Collected data
+===+

PR #5167, opened 2016-04-04
Remove FastClick from mobile-full-screen example

fredj:
See https://bugs.webkit.org/show_bug.cgi?id=149968

FastClick is not needed anymore to prevent the tap delay for Safari; if the viewport is unscalable (user-scalable=no) the delay is removed (just like firefox and chrome).


bartvde:
+1

fredj:
Thanks for the review

PR #5171, opened 2016-04-05
Move olx.source.AttributionOption out of externs/olx.js

### LINKED ISSUE #5168: Build error when using ol-externs.js
In an application I build using OpenLayers' ol-externs.js file, after upgrading to v3.15.0 I get the following error.

```
ERR! compile node_modules/openlayers/build/ol-externs.js:18672:
    ERROR - Bad type annotation. type not recognized due to syntax error
ERR! compile  * @typedef {{}}
ERR! compile               ^
ERR! compile 
ERR! compile 
ERR! compile 1 error(s), 0 warning(s)
ERR! compile 
```

I would be willing to work on a fix for this, but I'm not sure how this should be addressed.  If someone could give me a hint, I'd work on a PR for this.

Also, this is not the first time I get errors when using the ol-externs.js file after upgrading.  It would make sense if the Continuous Integration could test that file also for tickets causing those errors be responsible of making sure that the proper fix is made immediately.

Thoughts about this would be welcome.

Thanks,

Alexandre

fredj:
should fix #5168 

can be tested with `node tasks/generate-externs.js ol-externs.js`

### DIFF
--- a/externs/olx.js
+++ b/externs/olx.js
@@ -3947,13 +3947,6 @@ olx.source;
 
 
 /**
- * @typedef {string|Array.<string>|ol.Attribution|Array.<ol.Attribution>}
- * @api
- */
-olx.source.AttributionOption;
-
-
-/**
  * @typedef {{cacheSize: (number|undefined),
  *     culture: (string|undefined),
  *     key: string,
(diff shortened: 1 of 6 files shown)


marcjansen:
Nice! Thanks for the quick fix.

Is there any chance we can detect this automatically? Because `make check` and `make ci` didn't catch this.

Anyhow. Please merge once green, @fredj

fredj:
Thanks for the review @marcjansen

adube:
Thanks to the both of you for this quick fix and review!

+===+

Task goal
Which lines of the records hold the string "opened"? Copy each one.

Answer for this exercise
PR #5167, opened 2016-04-04
PR #5171, opened 2016-04-05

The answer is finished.